Study material section start
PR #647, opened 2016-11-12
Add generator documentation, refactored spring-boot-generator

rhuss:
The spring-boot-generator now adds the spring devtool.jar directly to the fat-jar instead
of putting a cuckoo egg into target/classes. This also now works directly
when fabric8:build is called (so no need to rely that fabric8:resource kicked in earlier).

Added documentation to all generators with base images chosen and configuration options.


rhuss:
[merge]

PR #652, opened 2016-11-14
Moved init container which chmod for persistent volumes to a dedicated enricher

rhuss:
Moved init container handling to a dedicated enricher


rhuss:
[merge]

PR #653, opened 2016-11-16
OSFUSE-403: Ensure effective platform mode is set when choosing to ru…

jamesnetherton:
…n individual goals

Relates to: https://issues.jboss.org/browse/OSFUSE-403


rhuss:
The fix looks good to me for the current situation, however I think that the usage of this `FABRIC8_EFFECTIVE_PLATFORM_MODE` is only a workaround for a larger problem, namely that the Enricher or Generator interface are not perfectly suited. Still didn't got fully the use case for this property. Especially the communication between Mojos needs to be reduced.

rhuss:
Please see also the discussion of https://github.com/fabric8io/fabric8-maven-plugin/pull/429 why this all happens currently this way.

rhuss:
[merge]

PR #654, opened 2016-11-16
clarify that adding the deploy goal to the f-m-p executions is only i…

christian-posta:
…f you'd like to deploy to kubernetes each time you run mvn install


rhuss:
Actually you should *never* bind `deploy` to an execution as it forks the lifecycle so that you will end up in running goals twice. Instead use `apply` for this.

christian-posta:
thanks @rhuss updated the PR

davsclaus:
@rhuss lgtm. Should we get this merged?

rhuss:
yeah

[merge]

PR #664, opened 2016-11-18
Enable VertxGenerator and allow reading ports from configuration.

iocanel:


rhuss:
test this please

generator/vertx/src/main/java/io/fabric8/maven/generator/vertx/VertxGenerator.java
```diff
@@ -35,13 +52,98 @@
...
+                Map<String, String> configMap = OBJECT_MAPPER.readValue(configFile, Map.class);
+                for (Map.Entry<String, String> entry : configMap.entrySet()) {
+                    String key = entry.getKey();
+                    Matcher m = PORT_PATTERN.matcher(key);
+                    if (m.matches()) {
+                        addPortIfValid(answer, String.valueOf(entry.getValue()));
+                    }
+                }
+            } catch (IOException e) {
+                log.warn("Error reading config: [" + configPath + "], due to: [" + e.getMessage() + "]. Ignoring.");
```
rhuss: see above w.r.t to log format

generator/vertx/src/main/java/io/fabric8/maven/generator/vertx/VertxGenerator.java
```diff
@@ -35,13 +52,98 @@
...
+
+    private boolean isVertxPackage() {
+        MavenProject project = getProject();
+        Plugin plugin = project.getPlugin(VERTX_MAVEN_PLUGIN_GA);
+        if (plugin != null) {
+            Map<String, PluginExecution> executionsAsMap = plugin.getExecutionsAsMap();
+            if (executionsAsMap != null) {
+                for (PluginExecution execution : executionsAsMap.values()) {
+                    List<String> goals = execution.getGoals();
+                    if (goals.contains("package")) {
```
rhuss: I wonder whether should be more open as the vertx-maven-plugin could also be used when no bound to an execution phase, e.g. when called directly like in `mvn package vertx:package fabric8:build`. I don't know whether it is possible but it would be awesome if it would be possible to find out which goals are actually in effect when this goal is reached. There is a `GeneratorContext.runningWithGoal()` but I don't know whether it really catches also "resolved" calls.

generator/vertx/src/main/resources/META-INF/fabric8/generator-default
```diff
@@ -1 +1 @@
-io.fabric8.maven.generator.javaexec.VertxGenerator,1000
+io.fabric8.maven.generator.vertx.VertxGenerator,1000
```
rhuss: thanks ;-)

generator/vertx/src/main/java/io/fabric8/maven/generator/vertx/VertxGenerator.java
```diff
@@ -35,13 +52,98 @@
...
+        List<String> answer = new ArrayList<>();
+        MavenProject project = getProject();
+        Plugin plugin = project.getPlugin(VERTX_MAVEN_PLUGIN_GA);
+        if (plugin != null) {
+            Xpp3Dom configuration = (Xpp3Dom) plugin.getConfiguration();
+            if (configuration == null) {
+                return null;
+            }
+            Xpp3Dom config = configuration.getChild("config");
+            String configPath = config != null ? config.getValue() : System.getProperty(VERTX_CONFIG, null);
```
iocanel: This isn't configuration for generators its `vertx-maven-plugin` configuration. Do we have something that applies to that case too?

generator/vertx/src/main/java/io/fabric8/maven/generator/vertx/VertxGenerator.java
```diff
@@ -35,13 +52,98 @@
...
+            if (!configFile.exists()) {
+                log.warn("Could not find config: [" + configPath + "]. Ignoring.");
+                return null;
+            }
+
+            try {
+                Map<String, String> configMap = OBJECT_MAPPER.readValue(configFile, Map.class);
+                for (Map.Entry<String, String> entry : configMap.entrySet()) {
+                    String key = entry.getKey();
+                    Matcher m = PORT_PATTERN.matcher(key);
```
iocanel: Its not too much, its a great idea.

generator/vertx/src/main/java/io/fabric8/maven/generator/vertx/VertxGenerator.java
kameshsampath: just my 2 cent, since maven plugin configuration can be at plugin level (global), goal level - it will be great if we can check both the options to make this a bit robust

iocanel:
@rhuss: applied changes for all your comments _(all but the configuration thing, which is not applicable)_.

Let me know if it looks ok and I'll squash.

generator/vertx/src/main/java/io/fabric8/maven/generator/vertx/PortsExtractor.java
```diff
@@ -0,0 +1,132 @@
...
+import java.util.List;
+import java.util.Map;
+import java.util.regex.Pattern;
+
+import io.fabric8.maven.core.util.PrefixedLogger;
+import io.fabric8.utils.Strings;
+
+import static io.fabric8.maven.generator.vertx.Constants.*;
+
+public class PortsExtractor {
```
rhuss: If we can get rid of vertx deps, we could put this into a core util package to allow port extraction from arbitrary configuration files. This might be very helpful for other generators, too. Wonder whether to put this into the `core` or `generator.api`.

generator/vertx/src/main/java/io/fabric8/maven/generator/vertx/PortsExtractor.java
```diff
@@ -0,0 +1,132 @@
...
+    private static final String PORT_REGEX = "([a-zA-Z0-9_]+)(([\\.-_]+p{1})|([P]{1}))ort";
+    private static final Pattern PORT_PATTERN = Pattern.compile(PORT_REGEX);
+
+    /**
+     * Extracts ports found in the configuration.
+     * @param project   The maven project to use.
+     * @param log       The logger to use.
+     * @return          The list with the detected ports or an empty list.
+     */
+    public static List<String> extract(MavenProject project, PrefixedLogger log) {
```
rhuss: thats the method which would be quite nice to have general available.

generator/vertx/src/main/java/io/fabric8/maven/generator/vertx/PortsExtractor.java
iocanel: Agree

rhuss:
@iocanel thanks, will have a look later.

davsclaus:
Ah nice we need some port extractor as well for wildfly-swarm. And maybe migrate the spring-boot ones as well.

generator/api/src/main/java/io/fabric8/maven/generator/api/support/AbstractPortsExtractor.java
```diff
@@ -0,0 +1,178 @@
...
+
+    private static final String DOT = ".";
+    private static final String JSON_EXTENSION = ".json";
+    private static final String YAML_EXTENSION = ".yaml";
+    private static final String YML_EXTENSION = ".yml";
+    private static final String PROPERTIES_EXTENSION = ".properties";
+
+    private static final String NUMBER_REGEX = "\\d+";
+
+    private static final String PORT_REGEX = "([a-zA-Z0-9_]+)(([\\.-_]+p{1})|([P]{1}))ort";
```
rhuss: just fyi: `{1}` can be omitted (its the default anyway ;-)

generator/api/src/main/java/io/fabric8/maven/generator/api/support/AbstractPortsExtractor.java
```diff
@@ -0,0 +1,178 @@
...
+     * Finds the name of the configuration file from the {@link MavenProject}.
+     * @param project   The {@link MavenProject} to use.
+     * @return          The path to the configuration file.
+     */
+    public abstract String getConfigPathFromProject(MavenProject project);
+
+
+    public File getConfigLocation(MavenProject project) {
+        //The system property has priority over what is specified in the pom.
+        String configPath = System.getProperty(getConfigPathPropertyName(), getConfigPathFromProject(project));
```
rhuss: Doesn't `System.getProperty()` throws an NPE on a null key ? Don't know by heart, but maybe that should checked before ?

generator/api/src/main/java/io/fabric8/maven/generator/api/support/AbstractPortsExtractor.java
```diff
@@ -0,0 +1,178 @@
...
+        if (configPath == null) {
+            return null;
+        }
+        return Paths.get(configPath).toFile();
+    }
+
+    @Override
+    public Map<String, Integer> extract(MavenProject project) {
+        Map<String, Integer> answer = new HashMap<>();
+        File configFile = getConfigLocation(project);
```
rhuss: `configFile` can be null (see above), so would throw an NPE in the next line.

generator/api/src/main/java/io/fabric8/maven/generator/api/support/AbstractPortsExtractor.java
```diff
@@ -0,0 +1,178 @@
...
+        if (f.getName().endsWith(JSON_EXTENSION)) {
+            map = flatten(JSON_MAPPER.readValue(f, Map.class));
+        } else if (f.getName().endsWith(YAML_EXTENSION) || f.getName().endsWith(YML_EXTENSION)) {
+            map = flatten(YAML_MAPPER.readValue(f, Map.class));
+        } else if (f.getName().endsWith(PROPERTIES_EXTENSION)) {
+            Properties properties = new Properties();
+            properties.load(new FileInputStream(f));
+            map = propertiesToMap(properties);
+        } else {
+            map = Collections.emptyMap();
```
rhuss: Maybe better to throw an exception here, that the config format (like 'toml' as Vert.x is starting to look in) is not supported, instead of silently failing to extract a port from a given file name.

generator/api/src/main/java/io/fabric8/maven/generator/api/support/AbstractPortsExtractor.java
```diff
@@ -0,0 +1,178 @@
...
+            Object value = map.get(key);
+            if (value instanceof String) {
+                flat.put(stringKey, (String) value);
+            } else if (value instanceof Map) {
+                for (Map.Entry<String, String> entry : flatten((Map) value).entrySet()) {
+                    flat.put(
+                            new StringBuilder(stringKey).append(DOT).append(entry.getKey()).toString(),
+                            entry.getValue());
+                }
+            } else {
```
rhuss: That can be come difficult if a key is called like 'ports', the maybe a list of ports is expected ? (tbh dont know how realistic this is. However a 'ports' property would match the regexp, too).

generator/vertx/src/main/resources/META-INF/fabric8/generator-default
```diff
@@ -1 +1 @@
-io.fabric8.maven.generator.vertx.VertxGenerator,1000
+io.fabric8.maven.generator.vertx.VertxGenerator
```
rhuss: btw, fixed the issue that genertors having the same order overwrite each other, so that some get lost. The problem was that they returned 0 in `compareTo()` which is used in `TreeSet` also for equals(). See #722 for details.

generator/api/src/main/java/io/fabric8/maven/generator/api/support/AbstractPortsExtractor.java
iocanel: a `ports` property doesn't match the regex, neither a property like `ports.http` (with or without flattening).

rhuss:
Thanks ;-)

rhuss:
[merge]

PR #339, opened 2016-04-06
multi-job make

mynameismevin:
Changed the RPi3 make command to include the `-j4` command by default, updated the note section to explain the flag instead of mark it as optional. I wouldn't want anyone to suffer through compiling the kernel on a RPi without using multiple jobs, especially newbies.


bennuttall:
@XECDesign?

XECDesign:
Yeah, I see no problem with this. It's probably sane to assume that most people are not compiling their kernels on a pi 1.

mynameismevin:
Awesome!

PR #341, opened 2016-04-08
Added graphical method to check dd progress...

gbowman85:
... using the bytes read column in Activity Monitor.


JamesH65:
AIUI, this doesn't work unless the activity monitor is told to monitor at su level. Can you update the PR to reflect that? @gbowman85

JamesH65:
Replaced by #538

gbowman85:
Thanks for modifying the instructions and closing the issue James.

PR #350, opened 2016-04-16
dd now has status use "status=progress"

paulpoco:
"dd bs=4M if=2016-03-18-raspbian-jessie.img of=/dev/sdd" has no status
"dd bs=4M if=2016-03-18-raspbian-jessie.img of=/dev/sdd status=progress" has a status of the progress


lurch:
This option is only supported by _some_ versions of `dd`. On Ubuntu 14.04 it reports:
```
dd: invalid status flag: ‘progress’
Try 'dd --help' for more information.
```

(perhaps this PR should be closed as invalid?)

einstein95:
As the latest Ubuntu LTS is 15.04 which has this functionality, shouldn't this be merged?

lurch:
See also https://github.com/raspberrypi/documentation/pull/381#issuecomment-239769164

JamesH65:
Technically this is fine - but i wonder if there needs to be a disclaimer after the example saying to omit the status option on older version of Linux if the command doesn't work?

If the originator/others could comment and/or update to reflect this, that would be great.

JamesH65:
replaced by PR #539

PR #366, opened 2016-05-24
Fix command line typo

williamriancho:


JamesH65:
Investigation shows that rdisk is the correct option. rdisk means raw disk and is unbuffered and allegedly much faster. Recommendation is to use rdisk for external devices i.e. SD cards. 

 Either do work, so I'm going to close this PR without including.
Study material section end
■ **Instructions to follow**:
Which lines in the material above include the string "used"? Pull them out.

■ **Written response**:
rhuss: I wonder whether should be more open as the vertx-maven-plugin could also be used when no bound to an execution phase, e.g. when called directly like in `mvn package vertx:package fabric8:build`. I don't know whether it is possible but it would be awesome if it would be possible to find out which goals are actually in effect when this goal is reached. There is a `GeneratorContext.runningWithGoal()` but I don't know whether it really catches also "resolved" calls.
rhuss: btw, fixed the issue that genertors having the same order overwrite each other, so that some get lost. The problem was that they returned 0 in `compareTo()` which is used in `TreeSet` also for equals(). See #722 for details.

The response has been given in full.